Brain implant, AI offers hope to paralysed patients to speak via computer
The implanted arrays are attached to fine gold wires that exit through pedestals screwed to the skull, which are then hooked up by cable to a computer.
NEW YORK: US researchers have in a breakthrough developed a brain implant system, which when powered by artificial intelligence (AI) helps paralysed patients with speech difficulties communicate via a computer screen.
The speech-aiding brain implant by Stanford University consists of baby-aspirin sized sensors -- square arrays of tiny silicon electrodes -- that are implanted in patients’ cerebral cortex, the brain’s outermost layer.
Each array contains 64 electrodes, arranged in 8-by-8 grids and spaced apart from one another by a distance of about half the thickness of a credit card. The electrodes penetrate the cerebral cortex to a depth roughly equaling that of two stacked quarters.
The implanted arrays are attached to fine gold wires that exit through pedestals screwed to the skull, which are then hooked up by cable to a computer.
The devices transmit signals from a couple of speech-related regions in patients' brains to state-of-the-art software that decodes their brain activity and converts it to text displayed on a computer screen.
Pat Bennett, now 68, is a former human resources director and onetime equestrian who jogged daily.

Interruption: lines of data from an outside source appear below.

PR #2854, opened 2024-06-14
Botonic - React: scroll to bottom when typing

AlbertGom:
## Description
Fixed how scroll to bottom function was executed when typing changed its state.

## Context
The issue was that when a big message was rendered (not the entire message was visible in the screen), when I tried to scroll up, it was scrolling down automatically, don't letting me to scroll up.

The issue was happening because we were checking the isLastMessageVisible and isTyping at the same time.
The desired behaviour is that when the bot is typing then we want to scroll down so the user can see the last message shown. I think checking the isLastMessageVisible is not necessary.

Added a timeout so the scroll down action is smooth.

Edited (Oriol), check commit by commit:
- [commit](4181e4f7a6089b702a1bc8a9359231e850063312): I created the hook useNotifications to reuse the logic between UnreadMessagesBanner, ScrollButton, WebchatMessageList components. 

- [commit](1b9e08c9b42c556d1ce5820d764e79094d8f1c05): I have removed the react-reveal dependency that was used to have the Fade animation and was not working very well with the intersection observer. I've created a component that does the same animation using styled-components

- [commit](e648e03c9d00a87ddb2e21e181b31c2f5b32d28a): I have simplified the useEffect so that one runs when notifications are turned off and one runs when notifications are turned on, scrolling is always done using the message ref or the banner ref

- [commit](aba99947a00b7d61cd9e357c69b8e67b59410918): I have to observe the bottom of the message so that only the scroll down button is displayed while the whole message is not displayed. Before, the beginning of the message was observed and when the message was very long, the button was displayed if the beginning of the message was not inside the screen but the end of the message was

## Testing
Tested in WizzAir bot that had big messages rendered.
Edited (Oriol): Tested on a backline-bot with knowledge base without follow up, with very long messages, with notifications on and off.

### DIFF
--- a/packages/botonic-react/src/webchat/message-list/index.tsx
+++ b/packages/botonic-react/src/webchat/message-list/index.tsx
@@ -58,13 +58,10 @@ export const WebchatMessageList = props => {
   }, [webchatState.messagesComponents])
 
   useEffect(() => {
-    if (webchatState.isLastMessageVisible && webchatState.typing) {
+    setTimeout(() => {
       scrollToBottom({ host: props.host })
-    }
-    if (webchatState.isLastMessageVisible) {
-      scrollToBottom({ host: props.host })
-    }
-  }, [webchatState.typing, webchatState.isLastMessageVisible])
+    }, 100)
+  }, [webchatState.typing])
 
   useEffect(() => {
     if (firstUnreadMessageId) {
--- a/packages/botonic-react/src/webchat/message-list/index.tsx
+++ b/packages/botonic-react/src/webchat/message-list/index.tsx
@@ -9,8 +9,9 @@ import { IntroMessage } from './intro-message'
 import { ScrollButton } from './scroll-button'
 import { ContainerMessage } from './styles'
 import { UnreadMessagesBanner } from './unread-messages-banner'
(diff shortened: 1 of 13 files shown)


AlbertGom:
@Iru89 We should check that it still works with a bot that have notification enabled (since a scroll down behaviour is happenning there), but this change added in this PR should not affect that part.

Iru89 (approved):

Iru89 (approved):

vanbasten17 (approved):

packages/botonic-react/src/webchat/message-list/index.tsx
```diff
@@ -97,9 +112,7 @@ export const WebchatMessageList = props => {
         scrollbar={scrollbarOptions}
         autoHide={scrollbarOptions.autoHide}
         ismessagescontainer={true.toString()}
-        style={{
-          ...props.style,
-        }}
+        style={{ flex: 1 }}
```
vanbasten17, line 115: why not passing this flex directly to the styled component?

vanbasten17:
Beware updating the changelog for these changes: @AlbertGom @Iru89

PR #2855, opened 2024-06-14
Feat/handle preview for is_test_integration apps

vanbasten17:
## Description
* Type `is_test_integration` in `Session`.
* Avoid calling botonic-plugin-hubtype-analytics when bot has `session.is_test_integration` set to true.
* Do call smart intents inference with use_latest parameter set to false if bot has `session.is_test_integration` set to true.
* Flow Builder plugin to fetch only draft version of the flow if bot has `session.is_test_integration` set to true.
* FB Plugin and core coordinated to being able to execute a first input with a simulation of the handoff, and a preceding input to emulate the on finish payload after this faked handoff.

## Context
This PR contains the needed implementations in the botonic side to avoid test integration bots to produce not expected data and pollute metrics, this is, not calling analytics, faking handoff, ... if bots are of this type.

## Testing
 
- Add botonic-core: handoff with is_test_integration and core-bot tests
- Fix plugin-flow-builder tests
- Fix plugin-hubtype-analytics tests

### DIFF
--- a/packages/botonic-core/src/core-bot.ts
+++ b/packages/botonic-core/src/core-bot.ts
@@ -85,11 +85,63 @@ export class CoreBot {
     session.__locale = locale
   }
 
-  async input({
-    input,
-    session,
-    lastRoutePath,
-  }: BotRequest): Promise<BotResponse> {
+  async input({ input, session, lastRoutePath }: any): Promise<BotResponse> {
+    const output = await this.runInput({ input, session, lastRoutePath })
+    if (!session.is_test_integration) {
+      return output
+    }
+    if (!session._botonic_action?.startsWith('create_test_integration_case:')) {
+      return output
+    }
+
+    const [_, onFinishPayloadId] = session._botonic_action.split(
+      'create_test_integration_case:'
+    )
+
+    const newInput = {
+      ...input,
+      payload: onFinishPayloadId,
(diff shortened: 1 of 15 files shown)


packages/botonic-core/tests/core-bot/core-bot.test.ts
Iru89, line 1: one question what are we currently using the __locale and __retries attributes of the session for?
I think we are not using it in our bots.

packages/botonic-core/src/core-bot.ts
```diff
@@ -81,61 +81,33 @@ export class CoreBot {
...
-    session._botonic_action = undefined
-
-    const newOutput = (this.router as Router).processInput(
-      newInput,
-      output.session,
-      output.lastRoutePath
-    )
-
-    const newRequest = {
+  createRequestFromOutput({ input, session, lastRoutePath }, output) {
```
Iru89, line 84: Now that we have this function, it would be a good time to type this BotRequest and use this type in all the points of the bot (pre and post functions of the plugin, routes and botonicInit of the actions). 
Maybe it's better to do it in another PR to avoid mixing concepts

Iru89 (approved):

AinaVendrell (approved):

PR #720, opened 2024-10-25
`[qt5]` Avoid infinite repaints upon hovering the folders/tags panels

guihkx:
Same commit of PR #719, cherry picked for the `qt5` branch.


nuttyartist:
👍

PR #723, opened 2024-11-03
refactor: use arg() to concatenate strings for better readability

Integral-Tech:


zjeffer (commented):
Perhaps QStringBuilder can be used in some of these cases? https://doc.qt.io/qt-6/qstring.html#more-efficient-string-construction

Integral-Tech:
> Perhaps QStringBuilder can be used in some of these cases? https://doc.qt.io/qt-6/qstring.html#more-efficient-string-construction

Both `QStringBuilder()` and `QStringLiteral().arg()` are efficient I think

> More efficient string construction
Many strings are known at compile time. The QString constructor from C++ string literals will copy the contents of the string, treating the contents as UTF-8. This requires memory allocation and re-encoding string data, operations that will happen at runtime. If the string data is known at compile time, you can use the [QStringLiteral](https://doc.qt.io/qt-6/qstring.html#QStringLiteral) macro or similarly operator""_s to create QString's payload at compile time instead.

nuttyartist:
> Perhaps QStringBuilder can be used in some of these cases? https://doc.qt.io/qt-6/qstring.html#more-efficient-string-construction

> These allocations can be optimized by an internal class QStringBuilder. This class is marked internal and does not appear in the documentation, because you aren't meant to instantiate it in your code. Its use will be automatic, as described below. The class is found in src/corelib/tools/qstringbuilder.cpp if you want to have a look at it.

Seems like it's not needed to instantiate it? Probably Qt optimize this automatically during compilation?

zjeffer:
> Seems like it's not needed to instantiate it? Probably Qt optimize this automatically during compilation?

Indeed, I think you're supposed to use the `%` operator as an alternative to `+`, like it says in the example:

```cpp
#include <QStringBuilder>

QString hello("hello");
QStringView el = QStringView{ hello }.mid(2, 3);
QLatin1StringView world("world");
QString message =  hello % el % world % QChar('!');
```

But I'm not sure what the difference is with using `.args()`. Maybe `%` is more readable? 
I'll approve anyway.

zjeffer (approved):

In 2012, she was diagnosed with amyotrophic lateral sclerosis, a progressive neurodegenerative disease that attacks neurons controlling movement, causing physical weakness and eventual paralysis.

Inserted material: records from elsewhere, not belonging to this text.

Issue #215, opened 2018-04-27
Add command line arguments to get information about the app.


theshadowx:
Sometimes the user need to have information about the the app as the current version of the app, where the note.db is stored, how many note store or in trash ...

Using the command line can help to get these information without needing to open the app.

theshadowx:
example : google-chrome --> in terminal type ```google-chrome -h``` and you'll have how to use chrome from terminal

just ideas
```
notes -v   --> give the current version
notes --count
notes --trash-count
notes --list-notes
...
```

nuttyartist:
Oh ok. It won't affect the UX in any way so that's not a problem. And it might be a good thing for power users so that's good.

nuttyartist:
@theshadowx Can you please join the slack group again? [Invite link](https://join.slack.com/t/notes-app-team/shared_invite/enQtODI3ODQ5NDk4OTAwLWU1OTI3NDNhYzE5ODczZGYxZGI2NGRmN2M4MWJmYzUzNzBhMGViODQ3OWI2MDQ4YzM4ZDM1NDc4NjRiMGZkODE).

PR #734, opened 2025-01-20
Commandline parsing to get basic information about the app

zjeffer:
Implements #215 

```
> ./build/notes --help
Usage: ./build/notes [options]
Notes is a simple note-taking application.

Options:
  -h, --help     Displays help on commandline options.
  --help-all     Displays help, including generic Qt options.
  -v, --version  Displays version information.
  --count        Count the number of notes
  --trash-count  Count the number of notes in the trash
  --list-notes   List all notes
```
```
> ./build/notes --version
Notes 2.3.1
```

Creating a draft PR to get initial review and more ideas on what to add to the parser.
I haven't yet implemented the `count`, `trash-count` and `list-notes` options, because I'm not sure how we should best handle those. It would require setting up the DBManager in `main.cpp`, I guess. We could also just merge without those 3 options, so we can at least provide a `--version` argument.


guihkx:
I really like this!

I can't think of any other command line switches we could add at the moment, but I like the ones you came up with.

For the `--version` switch ,I'd follow what most command line apps seem to output on Linux, which would be simply `APP_NAME APP_VERSION` (like you showed in your post, but the code seems to display it differently?).

I'd also add the Qt version there (build version + runtime version), similarly to what we already do in the about window, e.g.:

```
./notes --version
Notes 2.3.1
Qt 6.8.1 (built with Qt 6.8.0)
```

I like showing both Qt versions because since we unfortunately rely on private Qt headers, having mismatched versions can be a source of problems sometimes...

zjeffer:
I think we should also change the CMakeLists file to add the git commit to the app version, only in case of a manual compile (not releases). Otherwise we won't see which commit a user built from.

guihkx:
That should be doable, yeah.

We actually do provide that info, but only if we build with `-DGIT_REVISION=ON`, which is turned off by default.

We could check if the current commit is tagged and prefixed with `v`, and then set `GIT_REVISION=ON` automatically if it's not - unless the user specifically turns it off.

nuttyartist:
Nice! I like where this is going. @zjeffer there are some lint errors, I believe?

zjeffer:
Fixed the lint errors by rebasing after merging my fixes PR. 

I'll look into making the APP_VERSION dynamic when I have some more time.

“When you think of ALS, you think of arm and leg impact,” Bennett wrote in an interview conducted by email. “But in a group of ALS patients, it begins with speech difficulties. I am unable to speak.”
Usually, ALS first manifests at the body’s periphery -- arms and legs, hands and fingers. For Bennett, the deterioration began not in her spinal cord, as is typical, but in her brain stem. She can still move around, dress herself and use her fingers to type, albeit with increasing difficulty.
But she can no longer use the muscles of her lips, tongue, larynx and jaws to clearly enunciate the phonemes -- or units of sound, such as sh -- that are the building blocks of speech.
Although Bennett’s brain can still formulate directions for generating those phonemes, her muscles can’t carry out the commands.
She volunteered to participate in the clinical trial, published in the journal Nature, on the speech-aiding brain implant.
On March 29, 2022, Jaimie Henderson, neurosurgeon at Stanford Medicine, placed two tiny sensors apiece in two separate regions -- both implicated in speech production -- along the surface of Bennett’s brain.
The sensors are components of an intracortical brain-computer interface, or iBCI. Combined with state-of-the-art decoding software, they’re designed to translate the brain activity accompanying attempts at speech into words on a screen.
About a month after the surgery, a team of scientists began twice-weekly research sessions to train the software that was interpreting her speech. After four months, Bennett’s attempted utterances were being converted into words on a computer screen at 62 words per minute -- more than three times as fast as the previous record for BCI-assisted communication.
“These initial results have proven the concept, and eventually technology will catch up to make it easily accessible to people who cannot speak,” Bennett wrote. “For those who are nonverbal, this means they can stay connected to the bigger world, perhaps continue to work, maintain friends and family relationships.”
Bennett’s pace begins to approach the roughly 160-word-per-minute rate of natural conversation among English speakers, said Henderson, the surgeon who performed the surgery.
“We’ve shown you can decode intended speech by recording activity from a very small area on the brain’s surface,” said Henderson, a Professor in the department of neurosurgery.
An AI algorithm receives and decodes electronic information emanating from Bennett’s brain, eventually teaching itself to distinguish the distinct brain activity associated with her attempts to formulate each of the 39 phonemes that compose spoken English.
It feeds its best guess concerning the sequence of Bennett’s attempted phonemes into a so-called language model, essentially a sophisticated autocorrect system, which converts the streams of phonemes into the sequence of words they represent.
“This is a scientific proof of concept, not an actual device people can use in everyday life,” said Frank Willett, staff scientist at the Howard Hughes Medical Institute. “But it’s a big advance toward restoring rapid communication to people with paralysis who can’t speak.”